#### [Exercise aim]
Transcribe each record as written.

___ Records for processing

PR #1424, opened 2020-02-03
Added --ocs-version argument for specifying ocs version from CLI

clacroix12:

### DIFF
--- a/conf/ocs_version/ocs-4.3.yaml
+++ b/conf/ocs_version/ocs-4.3.yaml
@@ -1,0 +1,10 @@
+---
+RUN:
+  client_version: '4.3.0-0.nightly'
+DEPLOYMENT:
+  installer_version: "4.3.0-0.nightly"
+  default_ocs_registry_image: "quay.io/rhceph-dev/ocs-registry:latest-4.3"
+  default_latest_tag: 'latest-4.3'
+ENV_DATA:
+  logging_version: '4.3'
+  ocs_version: '4.3'
--- a/conf/ocs_version/ocs-4.2.yaml
+++ b/conf/ocs_version/ocs-4.2.yaml
@@ -1,0 +1,10 @@
+---
+RUN:
+  client_version: '4.2.0-0.nightly'
+DEPLOYMENT:
+  installer_version: "4.2.0-0.nightly"
+  default_ocs_registry_image: "quay.io/rhceph-dev/ocs-registry:4.2-rc"
+  default_latest_tag: '4.2-rc'
+ENV_DATA:
+  logging_version: '4.2'
+  ocs_version: '4.2'
--- a/ocs_ci/framework/main.py
+++ b/ocs_ci/framework/main.py
@@ -7,8 +7,9 @@ import pytest
 import yaml
 
 from ocs_ci import framework
-from ocs_ci.utility import utils
+from ocs_ci.ocs.constants import CONF_DIR
 from ocs_ci.ocs.exceptions import MissingRequiredConfigKeyError
+from ocs_ci.utility import utils
 
 
 def check_config_requirements():
@@ -45,6 +46,9 @@ def init_ocsci_conf(arguments=None):
     """
     parser = argparse.ArgumentParser(add_help=False)
     parser.add_argument('--ocsci-conf', action='append', default=[])
+    parser.add_argument(
+        '--ocs-version', action='store', choices=['4.2', '4.3']
+    )
     args, unknown = parser.parse_known_args(args=arguments)
     for config_file in args.ocsci_conf:
         with open(
@@ -52,6 +56,13 @@ def init_ocsci_conf(arguments=None):
         ) as file_stream:
             custom_config_data = yaml.safe_load(file_stream)
             framework.config.update(custom_config_data)
+    if args.ocs_version:
+        version_config_file = os.path.join(
+            CONF_DIR, 'ocs_version', f'ocs-{args.ocs_version}.yaml'
+        )
+        with open(version_config_file) as file_stream:
+            version_config_data = yaml.safe_load(file_stream)
+            framework.config.update(version_config_data)
     framework.config.RUN['run_id'] = int(time.time())
     bin_dir = framework.config.RUN.get('bin_dir')
     if bin_dir:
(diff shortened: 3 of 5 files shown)


conf/ocs_version/ocs_4_2.yaml
```diff
@@ -0,0 +1,9 @@
+---
```
vasukulkarni: we can remove the old ocs_4.2 conf file ?

clacroix12: I pulled these from @shylesh 's WIP PR, but I think I actually need to update them. I will pull in the values from the file @dahorak added for 4.3 and create a similar one for 4.2 (using our default values).

clacroix12: We have one for 4.3 that we can remove. I just wanted to verify that the values in the files I created are correct before removing, but I will do that as a part of this PR.

clacroix12: Removed the old ocs 4.3 file

clacroix12: Actually holding off on deleting this until we are sure it's not being used in any automation.

clacroix12:
> PR validation [Job FAILED](https://ocs4-jenkins.rhev-ci-vms.eng.rdu2.redhat.com/job/qe-trigger-test-pr/1003//testReport) (installation failed, tests not executed).

Opened an issue regarding the PR validation failure: https://github.com/red-hat-storage/ocs-ci/issues/1425

conf/ocs_version/ocs-4.3.yaml
```diff
@@ -0,0 +1,10 @@
+---
+RUN:
+  client_version: '4.3.0-0.nightly'
+DEPLOYMENT:
+  installer_version: "4.3.0-0.nightly"
```
dahorak: I have one concern/question here: do we want to tightly connect OCP and OCS versions? Like should OCS 4.3 be always installed on OCP 4.3 and similarly can OCS 4.2 be installed only on OCP 4.2?
And how we will deal with the configuration files for OCP version: `ocp-4.2-config.yaml` and `ocp-4.3-config.yaml` (and related Jenkins parameter  `OCP_VERSION`)?

petr-balogh: Agree with Daniel that this will break our OCP_VERSION parameter as you read ocs version config after all config files it's not possible to change the value by passed config.

Solution 1)
Move this block: https://github.com/red-hat-storage/ocs-ci/pull/1424/files/66898fab3c530666936b9e7822c2b72a00efb9b0#diff-6e3f74e4d27052278e5be98b99e36c4eR59-R65 above line 53.

Solution 2)
above line 53 do just:
```python
if args.ocs_version:
    version_config_file = os.path.join(
        CONF_DIR, 'ocs_version', f'ocs-{args.ocs_version}.yaml'
    )
    args.ocsci_conf.insert(0, version_config_file)
```

This will read this config as first one and allow us to overwrite it with additional configs. This way we can keep also OCP version defined in this config files but I think we can just remove ocp versions from OCS version config files and use default from ocs-ci or the one passed by user. WDYT @clacroix12 @dahorak

dahorak: The question I have here is, _if particular version of OCS will be tightly connected to particular version of OCP_?
* if YES, than I'm voting for Solution 2
* if NO, I'm voting for Solution 3

And if the answer is somewhere between... then I don't have strong preference for neither Solution 2 or 3 - I see pros and cons for both solutions...

petr-balogh: @ebenahar do you have any input here? Are we going at some point to stick 4.2 version to some specific version of OCP or will we always have as default the default version of ocs-ci for all versions of OCS?   I am fixing it here: https://github.com/red-hat-storage/ocs-ci/pull/1427 as I think that maybe at some point we would like to stick OCP version for specific version of OCS this solution will allow us to do that. We can later on do append instead of insert to change the order of loading ocs-version file as last one.

clacroix12: @petr-balogh I see that you decoupled the OCP and OCS versions in #1427 . I think decoupling them is the right call, however you also moved the code which updates the configuration based on the ocs version to before the code where we update with custom config files. I don't think we should do this. In the even that a user provides`--ocs-version` AND a custom config file with `--ocsci-conf` and the values in those two things conflict, I think that the explicit `--ocs-version` should "win." Therefore we should update the configuration with the `--ocs-version` values last. Thoughts?

vasukulkarni: Yep the CLI should "win" and override what comes from config file, I dont see where the decoupling of ocs/ocp version happens in that PR, The ocp_version also has a config file, so not sure how they are mixed up?

clacroix12: @vasukulkarni client/installer versions were pulled out of the config files

vasukulkarni: so providing a newer --ocsci-conf with 4.3 installer could have merged new versions right?

vasukulkarni: ex: ocs-version 4.3 --ocsci-conf 4.3_config/4.2_config

shylesh: @clacroix12 , I feel the order in which Petr's PR is updating the config is correct. Because, when user is passing --ocsci-conf option that means he wants those config params to be applied in place of defaults effectively overriding defaults, hence --ocsci-conf wins over defaults. Regarding conflicts , its upto the user to make sure that there are no conflicting variables which might fail deployment. So I feel more semantically we can call ```--ocsci-conf``` as  ```--overrides``` which puts the responsibility on the user to make sure that whatever he is overriding over defaults should be legitimate. It's just my thought.

dahorak: I agree, that particular command line parameter (e.g. `--ocs-version`) should have precedence before common `--ocsci-conf`, but in the same time, we should ensure, that the configuration files loaded using the `--ocs-version` parameter should affect *only* OCS Version and do not change anything else (e.g. OCP version).

clacroix12: @shylesh the conflict isn't with defaults but rather with the value the user provides to `--ocs-version`. We think that the explicit version specified to `--ocs-version` should take priority over the values in the config files provided to `--ocsci-conf`.

@dahorak agreed.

______

#### [Task answer]
PR #1424, opened 2020-02-03
Added --ocs-version argument for specifying ocs version from CLI

clacroix12:

### DIFF
--- a/conf/ocs_version/ocs-4.3.yaml
+++ b/conf/ocs_version/ocs-4.3.yaml
@@ -1,0 +1,10 @@
+---
+RUN:
+  client_version: '4.3.0-0.nightly'
+DEPLOYMENT:
+  installer_version: "4.3.0-0.nightly"
+  default_ocs_registry_image: "quay.io/rhceph-dev/ocs-registry:latest-4.3"
+  default_latest_tag: 'latest-4.3'
+ENV_DATA:
+  logging_version: '4.3'
+  ocs_version: '4.3'
--- a/conf/ocs_version/ocs-4.2.yaml
+++ b/conf/ocs_version/ocs-4.2.yaml
@@ -1,0 +1,10 @@
+---
+RUN:
+  client_version: '4.2.0-0.nightly'
+DEPLOYMENT:
+  installer_version: "4.2.0-0.nightly"
+  default_ocs_registry_image: "quay.io/rhceph-dev/ocs-registry:4.2-rc"
+  default_latest_tag: '4.2-rc'
+ENV_DATA:
+  logging_version: '4.2'
+  ocs_version: '4.2'
--- a/ocs_ci/framework/main.py
+++ b/ocs_ci/framework/main.py
@@ -7,8 +7,9 @@ import pytest
 import yaml
 
 from ocs_ci import framework
-from ocs_ci.utility import utils
+from ocs_ci.ocs.constants import CONF_DIR
 from ocs_ci.ocs.exceptions import MissingRequiredConfigKeyError
+from ocs_ci.utility import utils
 
 
 def check_config_requirements():
@@ -45,6 +46,9 @@ def init_ocsci_conf(arguments=None):
     """
     parser = argparse.ArgumentParser(add_help=False)
     parser.add_argument('--ocsci-conf', action='append', default=[])
+    parser.add_argument(
+        '--ocs-version', action='store', choices=['4.2', '4.3']
+    )
     args, unknown = parser.parse_known_args(args=arguments)
     for config_file in args.ocsci_conf:
         with open(
@@ -52,6 +56,13 @@ def init_ocsci_conf(arguments=None):
         ) as file_stream:
             custom_config_data = yaml.safe_load(file_stream)
             framework.config.update(custom_config_data)
+    if args.ocs_version:
+        version_config_file = os.path.join(
+            CONF_DIR, 'ocs_version', f'ocs-{args.ocs_version}.yaml'
+        )
+        with open(version_config_file) as file_stream:
+            version_config_data = yaml.safe_load(file_stream)
+            framework.config.update(version_config_data)
     framework.config.RUN['run_id'] = int(time.time())
     bin_dir = framework.config.RUN.get('bin_dir')
     if bin_dir:
(diff shortened: 3 of 5 files shown)


conf/ocs_version/ocs_4_2.yaml
```diff
@@ -0,0 +1,9 @@
+---
```
vasukulkarni: we can remove the old ocs_4.2 conf file ?

clacroix12: I pulled these from @shylesh 's WIP PR, but I think I actually need to update them. I will pull in the values from the file @dahorak added for 4.3 and create a similar one for 4.2 (using our default values).

clacroix12: We have one for 4.3 that we can remove. I just wanted to verify that the values in the files I created are correct before removing, but I will do that as a part of this PR.

clacroix12: Removed the old ocs 4.3 file

clacroix12: Actually holding off on deleting this until we are sure it's not being used in any automation.

clacroix12:
> PR validation [Job FAILED](https://ocs4-jenkins.rhev-ci-vms.eng.rdu2.redhat.com/job/qe-trigger-test-pr/1003//testReport) (installation failed, tests not executed).

Opened an issue regarding the PR validation failure: https://github.com/red-hat-storage/ocs-ci/issues/1425

conf/ocs_version/ocs-4.3.yaml
```diff
@@ -0,0 +1,10 @@
+---
+RUN:
+  client_version: '4.3.0-0.nightly'
+DEPLOYMENT:
+  installer_version: "4.3.0-0.nightly"
```
dahorak: I have one concern/question here: do we want to tightly connect OCP and OCS versions? Like should OCS 4.3 be always installed on OCP 4.3 and similarly can OCS 4.2 be installed only on OCP 4.2?
And how we will deal with the configuration files for OCP version: `ocp-4.2-config.yaml` and `ocp-4.3-config.yaml` (and related Jenkins parameter  `OCP_VERSION`)?

petr-balogh: Agree with Daniel that this will break our OCP_VERSION parameter as you read ocs version config after all config files it's not possible to change the value by passed config.

Solution 1)
Move this block: https://github.com/red-hat-storage/ocs-ci/pull/1424/files/66898fab3c530666936b9e7822c2b72a00efb9b0#diff-6e3f74e4d27052278e5be98b99e36c4eR59-R65 above line 53.

Solution 2)
above line 53 do just:
```python
if args.ocs_version:
    version_config_file = os.path.join(
        CONF_DIR, 'ocs_version', f'ocs-{args.ocs_version}.yaml'
    )
    args.ocsci_conf.insert(0, version_config_file)
```

This will read this config as first one and allow us to overwrite it with additional configs. This way we can keep also OCP version defined in this config files but I think we can just remove ocp versions from OCS version config files and use default from ocs-ci or the one passed by user. WDYT @clacroix12 @dahorak

dahorak: The question I have here is, _if particular version of OCS will be tightly connected to particular version of OCP_?
* if YES, than I'm voting for Solution 2
* if NO, I'm voting for Solution 3

And if the answer is somewhere between... then I don't have strong preference for neither Solution 2 or 3 - I see pros and cons for both solutions...

petr-balogh: @ebenahar do you have any input here? Are we going at some point to stick 4.2 version to some specific version of OCP or will we always have as default the default version of ocs-ci for all versions of OCS?   I am fixing it here: https://github.com/red-hat-storage/ocs-ci/pull/1427 as I think that maybe at some point we would like to stick OCP version for specific version of OCS this solution will allow us to do that. We can later on do append instead of insert to change the order of loading ocs-version file as last one.

clacroix12: @petr-balogh I see that you decoupled the OCP and OCS versions in #1427 . I think decoupling them is the right call, however you also moved the code which updates the configuration based on the ocs version to before the code where we update with custom config files. I don't think we should do this. In the even that a user provides`--ocs-version` AND a custom config file with `--ocsci-conf` and the values in those two things conflict, I think that the explicit `--ocs-version` should "win." Therefore we should update the configuration with the `--ocs-version` values last. Thoughts?

vasukulkarni: Yep the CLI should "win" and override what comes from config file, I dont see where the decoupling of ocs/ocp version happens in that PR, The ocp_version also has a config file, so not sure how they are mixed up?

clacroix12: @vasukulkarni client/installer versions were pulled out of the config files

vasukulkarni: so providing a newer --ocsci-conf with 4.3 installer could have merged new versions right?

vasukulkarni: ex: ocs-version 4.3 --ocsci-conf 4.3_config/4.2_config

shylesh: @clacroix12 , I feel the order in which Petr's PR is updating the config is correct. Because, when user is passing --ocsci-conf option that means he wants those config params to be applied in place of defaults effectively overriding defaults, hence --ocsci-conf wins over defaults. Regarding conflicts , its upto the user to make sure that there are no conflicting variables which might fail deployment. So I feel more semantically we can call ```--ocsci-conf``` as  ```--overrides``` which puts the responsibility on the user to make sure that whatever he is overriding over defaults should be legitimate. It's just my thought.

dahorak: I agree, that particular command line parameter (e.g. `--ocs-version`) should have precedence before common `--ocsci-conf`, but in the same time, we should ensure, that the configuration files loaded using the `--ocs-version` parameter should affect *only* OCS Version and do not change anything else (e.g. OCP version).

clacroix12: @shylesh the conflict isn't with defaults but rather with the value the user provides to `--ocs-version`. We think that the explicit version specified to `--ocs-version` should take priority over the values in the config files provided to `--ocsci-conf`.

@dahorak agreed.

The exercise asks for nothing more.